_What is needed_
Look through the data below, tally the lines where "anything" occurs, and write the total alone.

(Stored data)
§

PR #1031, opened 2022-07-26
Add support for TFMini Lidar

mgagvani:
Works with [TFMini](https://www.sparkfun.com/products/retired/14588) and [TFMini Plus](https://www.sparkfun.com/products/15179). Tested on Raspberry Pi. 

Let me know if anything should be added/changed.

### DIFF
--- a/donkeycar/parts/tfmini.py
+++ b/donkeycar/parts/tfmini.py
@@ -1,5 +1,6 @@
 import time
 import serial
+import logging
 
 class TFMini:
     """
@@ -14,13 +15,14 @@ class TFMini:
         self.poll_delay = poll_delay
 
         self.dist = 0
-        self.strength = 0
 
-        if self.ser.is_open == False:
+        if not self.ser.is_open:
             self.ser.close() # in case it is still open, we do not want to open it twice
             self.ser.open()
 
-        print("Init TFMini")
+        self.logger = logging.Logger("TFMini Logger")
+
+        self.logger.info("Init TFMini")
         time.sleep(init_delay)
 
     def update(self):
@@ -42,12 +44,11 @@ class TFMini:
 
                     if strength > 0:
                         self.dist = dist
-                        self.strength = strength
 
                     self.ser.reset_input_buffer()
 
         except Exception as e:
-            print(e)
+            self.logger.error(e)
 
 
     def run_threaded(self):
@@ -68,3 +69,4 @@ if __name__ == "__main__":
         print(i, data)
 
     lidar.shutdown()
+    
--- a/donkeycar/parts/tfmini.py
+++ b/donkeycar/parts/tfmini.py
@@ -1,0 +1,68 @@
+import time
+import serial
+
+class TFMini:
+    """
+    Class for TFMini and TFMini-Plus distance sensors.
+    See wiring and installation instructions at https://github.com/TFmini/TFmini-RaspberryPi
+    """
+
+    def __init__(self, port="/dev/serial0", baudrate=115200, poll_delay=0.01, init_delay=0.1):
+        self.ser = serial.Serial(port, baudrate)
+        self.poll_delay = poll_delay
+
+        self.dist = 0
+        self.strength = 0
+
+        if self.ser.is_open == False:
+            self.ser.close() # in case it is still open, we do not want to open it twice
+            self.ser.open()
+
+        print("Init TFMini")
+        time.sleep(init_delay)
+
+    def update(self):
+        while self.ser.is_open:
+            self.poll()
+            if self.poll_delay > 0:
+                time.sleep(self.poll_delay)
+
+    def poll(self):
+        try:
+            count = self.ser.in_waiting
+            if count > 8:
+                recv = self.ser.read(9)   
+                self.ser.reset_input_buffer() 
+
+                if recv[0] == 0x59 and recv[1] == 0x59:     
+                    dist = recv[2] + recv[3] * 256
+                    strength = recv[4] + recv[5] * 256
+
+                    if strength > 0:
+                        self.dist = dist
+                        self.strength = strength
+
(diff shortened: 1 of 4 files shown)


donkeycar/parts/tfmini.py
```diff
@@ -0,0 +1,70 @@
...
+        self.poll_delay = poll_delay
+
+        self.dist = 0
+        self.strength = 0
+
+        if self.ser.is_open == False:
+            self.ser.close() # in case it is still open, we do not want to open it twice
+            self.ser.open()
+
+        print("Init TFMini")
```
DocGarbanzo, line 23: Please convert print statements into logger statements, e.g. here:
```python
logger.info("Init TFMini")
```

donkeycar/parts/tfmini.py
```diff
@@ -0,0 +1,70 @@
...
+
+    Returns distance in centimeters. 
+    """
+
+    def __init__(self, port="/dev/serial0", baudrate=115200, poll_delay=0.01, init_delay=0.1):
+        self.ser = serial.Serial(port, baudrate)
+        self.poll_delay = poll_delay
+
+        self.dist = 0
+        self.strength = 0
```
DocGarbanzo, line 17: This member variable is not really used. Does it make sense to return it - is this valuable information? Below you only take readings if `strength > 0`. Otherwise we should probably remove it.

donkeycar/parts/tfmini.py
```diff
@@ -0,0 +1,70 @@
...
+
+        if self.ser.is_open == False:
```
DocGarbanzo, line 19:
```python
if not self.ser.is_open
```

donkeycar/parts/tfmini.py
```diff
@@ -0,0 +1,70 @@
...
+            self.ser.open()
+
+        print("Init TFMini")
+        time.sleep(init_delay)
+
+    def update(self):
+        while self.ser.is_open:
+            self.poll()
+            if self.poll_delay > 0:
+                time.sleep(self.poll_delay)
```
DocGarbanzo, line 30: Why do we want a poll delay here? At a car speed of 4m/s this automatically creates as systematic error of 4cm, using your default value of 10ms in the constructor. I haven't seen any problems with a threaded part running the thread continuously. Did you see any problems when running w/ 0 poll delay? If not, we could safely remove that delay.

donkeycar/parts/tfmini.py
```diff
@@ -0,0 +1,70 @@
...
+                recv = self.ser.read(9)   
+                self.ser.reset_input_buffer() 
+
+                if recv[0] == 0x59 and recv[1] == 0x59:     
+                    dist = recv[2] + recv[3] * 256
+                    strength = recv[4] + recv[5] * 256
+
+                    if strength > 0:
+                        self.dist = dist
+                        self.strength = strength
```
DocGarbanzo, line 45: As mentioned above, we are not doing anything with that member variable.

donkeycar/parts/tfmini.py
```diff
@@ -0,0 +1,70 @@
...
+
+                    self.ser.reset_input_buffer()
+
+        except Exception as e:
+            print(e)
```
DocGarbanzo, line 50: Please use 
```python
logger.error(e)
```

donkeycar/parts/tfmini.py
```diff
@@ -0,0 +1,70 @@
...
+        self.ser.close()
+
+if __name__ == "__main__":
+    lidar = TFMini(poll_delay=0.1)
+
+    for i in range(100):
+        data = lidar.run()
+        print(i, data)
+
+    lidar.shutdown()
```
DocGarbanzo, line 70: missing new line at eof

donkeycar/templates/cfg_complete.py
```diff
@@ -350,6 +350,10 @@
 LIDAR_LOWER_LIMIT = 90 # angles that will be recorded. Use this to block out obstructed areas on your car, or looking backwards. Note that for the RP A1M8 Lidar, "0" is in the direction of the motor
 LIDAR_UPPER_LIMIT = 270
 
+# TFMINI
+HAVE_TFMINI = True
```
DocGarbanzo, line 354: This should be `False` as the majority of users will not have that part installed.

DocGarbanzo (changes requested):
This is a great addition for a high quality distance sensor part. The change looks good in general. I only have a couple of minor comments.

donkeycar/parts/tfmini.py
mgagvani: Yes, without poll delay the part would be able to output only a few values before failing. I'm not entirely sure why this is but I suspect it's because the serial port's input buffer is not clearing fast enough to run without a poll delay. The `self.ser.reset_input_buffer()` helps but doesn't completely solve it.

DocGarbanzo: @mgagvani - thanks for explaining, this is very valuable. Can you add the above explanation as a comment into the code, so we don't forget why this is important?

donkeycar/parts/tfmini.py
```diff
@@ -0,0 +1,72 @@
...
+        self.ser = serial.Serial(port, baudrate)
+        self.poll_delay = poll_delay
+
+        self.dist = 0
+
+        if not self.ser.is_open:
+            self.ser.close() # in case it is still open, we do not want to open it twice
+            self.ser.open()
+
+        self.logger = logging.Logger("TFMini Logger")
```
DocGarbanzo, line 23: Can you please move the logger outside of the class into the module scope as we have done for most of the other modules. You create the logger with:
```python
logger = logging.getLogger(__name__)
```

DocGarbanzo (changes requested):

DocGarbanzo (approved):
LGTM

§

_Your response_
2